Le nouveau chancelier Scholz a donc choisi de ne pas brusquer les choses mais comme le dit l’une des députées de son camp, Nezahat Baradari, par ailleurs pédiatre, la solidarité doit jouer, c’est inévitable, tout le monde doit être vacciné. "Nous avons vraiment misé pendant deux ans sur le volontariat. Mais nous ne pouvons plus imposer cela à notre système et à nos jeunes. Il y a des enfants qui ne savent toujours pas lire et écrire correctement."

"Rien qu’en Allemagne, nous en sommes à plus de 100 000 morts. Notre économie s’effondre. Nous ne pouvons plus continuer à injecter de l’argent dans le système."

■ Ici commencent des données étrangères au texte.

PR #235, opened 2026-06-05
fix(server): harden auth upstream connection handling

abhinav-galileo:
## Summary
- set auth upstream HTTP keepalive expiry to avoid reusing stale idle sockets while preserving HTTPX's default connection-count capacity
- expose generic auth upstream HTTP pool tuning env vars for keepalive expiry and connection limits
- add low-cardinality Prometheus metrics for auth upstream attempts and latency
- cover connection tuning validation and single-attempt network error behavior in auth framework tests

## Non-goals
- no retry logic
- no caching
- no API changes
- no deployment-specific behavior

## Tests
- uv run --package agent-control-server pytest -q --noconftest server/tests/test_auth_framework.py -k http_upstream
- uv run --package agent-control-server ruff check --config pyproject.toml server/src/agent_control_server/auth_framework/providers/http_upstream.py server/src/agent_control_server/auth_framework/config.py server/tests/test_auth_framework.py
- uv run --package agent-control-server mypy --config-file pyproject.toml server/src/agent_control_server/auth_framework/providers/http_upstream.py server/src/agent_control_server/auth_framework/config.py

### DIFF
--- a/server/src/agent_control_server/auth_framework/config.py
+++ b/server/src/agent_control_server/auth_framework/config.py
@@ -50,6 +50,11 @@ _UPSTREAM_TOKEN_ENV = "AGENT_CONTROL_AUTH_UPSTREAM_SERVICE_TOKEN"
 _UPSTREAM_TOKEN_HEADER_ENV = "AGENT_CONTROL_AUTH_UPSTREAM_SERVICE_TOKEN_HEADER"
 _UPSTREAM_EXTRA_FORWARD_HEADERS_ENV = "AGENT_CONTROL_AUTH_UPSTREAM_EXTRA_FORWARD_HEADERS"
 _UPSTREAM_CA_FILE_ENV = "AGENT_CONTROL_AUTH_UPSTREAM_CA_FILE"
+_UPSTREAM_KEEPALIVE_EXPIRY_ENV = "AGENT_CONTROL_AUTH_UPSTREAM_KEEPALIVE_EXPIRY_SECONDS"
+_UPSTREAM_MAX_CONNECTIONS_ENV = "AGENT_CONTROL_AUTH_UPSTREAM_MAX_CONNECTIONS"
+_UPSTREAM_MAX_KEEPALIVE_CONNECTIONS_ENV = (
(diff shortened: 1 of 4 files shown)


server/src/agent_control_server/auth_framework/config.py
```diff
@@ -219,6 +224,11 @@ def _build_default_provider() -> RequestAuthorizer:
             os.environ.get(_UPSTREAM_EXTRA_FORWARD_HEADERS_ENV)
         )
         ca_file = (os.environ.get(_UPSTREAM_CA_FILE_ENV) or "").strip() or None
+        keepalive_expiry_seconds = float(os.environ.get(_UPSTREAM_KEEPALIVE_EXPIRY_ENV, "1.0"))
```
namrataghadi-galileo: keepalive_expiry_seconds = float(os.environ.get(_UPSTREAM_KEEPALIVE_EXPIRY_ENV, "1.0"))
max_connections = int(os.environ.get(_UPSTREAM_MAX_CONNECTIONS_ENV, "100"))
max_keepalive_connections = int(
    os.environ.get(_UPSTREAM_MAX_KEEPALIVE_CONNECTIONS_ENV, "20")
)
A non-numeric env value (e.g. MAX_CONNECTIONS=abc) raises a raw ValueError: invalid literal for int().
A cross-field violation (e.g. MAX_KEEPALIVE_CONNECTIONS=30 with MAX_CONNECTIONS=20) raises the ValueError from [http_upstream.py:185-192].
Neither is caught by the except (OSError, ssl.SSLError) at [config.py:248], so the operator gets an opaque traceback instead of the actionable RuntimeError naming the env var that every other misconfig in _build_default_provider produces. Fix: wrap lines 227-244 (parse + HttpUpstreamConfig(...) construction) and re-raise as RuntimeError citing the offending variable.

abhinav-galileo: Fixed in 391954e: upstream numeric env parsing now raises RuntimeError with the env var name, connection-limit cross-field validation reports both relevant env vars, and HttpUpstreamConfig construction errors are wrapped during env-based startup.

namrataghadi-galileo (approved):

PR #236, opened 2026-06-08
feat(server): bound database connection pool

abhinav-galileo:
## Summary
- Add explicit async SQLAlchemy pool settings for non-SQLite databases.
- Bound pool size, overflow, checkout timeout, connect timeout, and statement timeout.
- Track checked-out SQLAlchemy connections with a Prometheus gauge.
- Release evaluation DB sessions before evaluator execution and dispose the engine on shutdown.

## Defaults
- `AGENT_CONTROL_DB_POOL_SIZE=5`
- `AGENT_CONTROL_DB_MAX_OVERFLOW=10`
- `AGENT_CONTROL_DB_POOL_TIMEOUT_SECONDS=5.0`
- `AGENT_CONTROL_DB_CONNECT_TIMEOUT_SECONDS=5`
- `AGENT_CONTROL_DB_STATEMENT_TIMEOUT_SECONDS=50.0`

## Validation
- `uv run --package agent-control-server ruff check --config pyproject.toml server/src server/tests/test_config.py server/tests/test_db.py server/tests/test_evaluation_error_handling.py`
- GitHub CI passing

### DIFF
--- a/server/src/agent_control_server/db.py
+++ b/server/src/agent_control_server/db.py
@@ -2,7 +2,6 @@ from collections.abc import AsyncGenerator
 from typing import Any
 
 from prometheus_client import Gauge
-from sqlalchemy import event
 from sqlalchemy.engine.url import make_url
 from sqlalchemy.ext.asyncio import AsyncSession, async_sessionmaker, create_async_engine
 from sqlalchemy.ext.asyncio.engine import AsyncEngine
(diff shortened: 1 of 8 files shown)


server/src/agent_control_server/db.py
```diff
@@ -13,11 +18,83 @@ class Base(DeclarativeBase):
...
+        connect_args: dict[str, Any] = {"connect_timeout": config.connect_timeout_seconds}
+        if statement_timeout_ms:
+            connect_args["options"] = f"-c statement_timeout={statement_timeout_ms}"
+        return connect_args
+    if driver == "asyncpg":
+        connect_args = {"timeout": float(config.connect_timeout_seconds)}
+        if statement_timeout_ms:
+            connect_args["server_settings"] = {"statement_timeout": str(statement_timeout_ms)}
+        return connect_args
+    return {}
```
namrataghadi-galileo, line 58: _build_connect_args returns {} for any driver other than psycopg/asyncpg, while pool kwargs still apply. It's documented ("Drivers without known timeout args get none") and a bare postgresql:// URL would fail create_async_engine anyway, so this is mostly theoretical — but a future valid async driver would lose timeouts without warning. A debug-level log when connect_args come back empty for a non-sqlite backend would make that visible.

server/src/agent_control_server/db.py
```diff
@@ -13,11 +18,83 @@ class Base(DeclarativeBase):
...
+    connect_args = _build_connect_args(url, config)
+    if connect_args:
+        kwargs["connect_args"] = connect_args
+    return kwargs
+
+
+def _instrument_connection_pool(engine: AsyncEngine) -> None:
+    """Track checked-out connections from the async engine's underlying pool."""
+    # Create the labeled series eagerly so idle processes scrape as 0, not absent.
+    SQLALCHEMY_CHECKED_OUT_CONNECTIONS.labels("default").set(0)
```
namrataghadi-galileo: The checkout/checkin event pair is the standard approach, but on a connection that's invalidated rather than returned, the matching checkin may not fire, leaking the counter over a long-lived process. pool_pre_ping=True reduces the frequency. If exactness matters, gauging off pool.checkedout() at scrape time avoids the drift; otherwise fine as-is.

server/src/agent_control_server/db.py
abhinav-galileo: Addressed in 80dcd0b: added a debug-level log when a non-sqlite backend has no known driver-level timeout connect args. It logs only backend/driver, not the DB URL.

namrataghadi-galileo (approved):

PR #237, opened 2026-06-11
fix(evaluators): configure Luna scorer API URL

abhinav-galileo:
## Summary
- Prefer optional `GALILEO_LUNA_API_URL` before `GALILEO_API_URL` for scorer API calls.
- Infer auth from exactly one configured credential; keep legacy `GALILEO_LUNA_AUTH_MODE` supported but undocumented.
- Emit a log warning when the deprecated auth-mode env var is used.
- Support optional CA verification and bounded HTTP connection pooling.
- Clarify examples: OSS users provide an API key; deployment-managed internal auth settings are injected by the deployment.

## Validation
- `uv run ruff check evaluators/contrib/galileo/src/agent_control_evaluator_galileo/luna/client.py evaluators/contrib/galileo/tests/test_luna_evaluator.py`
- `env PYTHONPATH=evaluators/contrib/galileo/src:evaluators/builtin/src:models/src uv run pytest evaluators/contrib/galileo/tests/test_luna_evaluator.py::TestGalileoLunaClient::test_client_warns_when_deprecated_auth_mode_env_is_set`
- Local route introspection confirms `/api/v1/agents/initAgent` and `/api/v1/agents/{agent_name}` are registered under CI DB env.

GitHub CI currently has one red `ci` job in `server/tests/test_init_agent.py::test_init_agent_route_exists`; rerun reproduced it. That server assertion is outside this PR diff.

### DIFF
--- a/evaluators/contrib/galileo/src/agent_control_evaluator_galileo/luna/client.py
+++ b/evaluators/contrib/galileo/src/agent_control_evaluator_galileo/luna/client.py
@@ -178,10 +178,9 @@ class GalileoLunaClient:
     """Thin HTTP client for Galileo Luna direct scorer invocation.
 
     Environment Variables:
-        GALILEO_API_SECRET_KEY or GALILEO_API_SECRET: Galileo API internal JWT signing secret.
+        GALILEO_API_SECRET_KEY: Galileo API internal JWT signing secret.
         GALILEO_API_KEY: Galileo API key fallback for public scorer invocation.
         GALILEO_LUNA_API_URL: Galileo Luna scorer invoke API URL override.
-        GALILEO_API_CLUSTER_URL: Internal Galileo API URL used in internal auth mode.
         GALILEO_API_URL: Galileo API URL fallback.
         GALILEO_LUNA_CA_FILE: CA bundle used to verify the scorer API endpoint, for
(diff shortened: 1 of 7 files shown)


evaluators/contrib/galileo/src/agent_control_evaluator_galileo/luna/client.py
```diff
@@ -56,6 +63,13 @@ def _env_auth_mode() -> AuthMode | None:
     value = os.getenv("GALILEO_LUNA_AUTH_MODE")
     if value is None or value.strip() == "":
         return None
+    warnings.warn(
```
namrataghadi-galileo: warnings.warn(..., DeprecationWarning) is filtered out by default in production Python, so an operator still relying on GALILEO_LUNA_AUTH_MODE likely never sees the notice. Consider also emitting logger.warning(...) so the deprecation actually surfaces in logs (the class already logs the selected auth mode right after).

abhinav-galileo: Addressed in 5ee5fc3 by emitting `logger.warning(...)` in addition to the `DeprecationWarning`, with a focused test asserting the warning reaches logs.

namrataghadi-galileo (approved):

PR #239, opened 2026-06-15
feat(engine): add evaluation runtime tuning

abhinav-galileo:
Summary:
- Exposes evaluation concurrency as a configurable engine setting.
- Adds Luna HTTP connection and client-pool tuning.
- Preserves Luna HTTP error metadata for evaluator failures.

Nezahat Baradari, députée SPD

à franceinfo

Au sein de la majorité, on sent beaucoup d’inconfort. Moins parmi le SPD et les Verts, davantage chez les libéraux du FDP. Au nom de son groupe, Andrew Ullmann, député et médecin, va faire une offre de compromis. "On propose d’abord une obligation d’information, détaille-t-il. Chaque adulte non vacciné reçoit un rendez-vous obligatoire afin qu’il puisse se faire vacciner dès qu’il aura été informé. Pas informé dans sa bulle sur internet, mais bien par un professionnel. Si cette action ne comble pas nos lacunes en matière de vaccination, la prochaine étape sera de la rendre obligatoire, en particulier pour les personnes les plus vulnérables."

"Une ligne rouge a été franchie"

Un seul groupe parlementaire s’oppose totalement à ce projet, l’extrême-droite. Pour la députée AfD Christina Baum, il est "inimaginable qu’un État soit maître du corps de ses citoyens".

"À mon avis, ça n’est pas du tout compatible avec la dignité humaine et le droit fondamental à la vie en général. C’est vraiment une ligne rouge qui a été franchie."

Christina Baum, députée AfD

à franceinfo

Cette députée, par ailleurs dentiste qui exerce dans un cabinet aux côtés de son mari, n’est pas vaccinée et se pose la question de ce qu’elle va faire après le 15 mars, car les personnels de santé sont le premier groupe pour qui la vaccination va devenir obligatoire.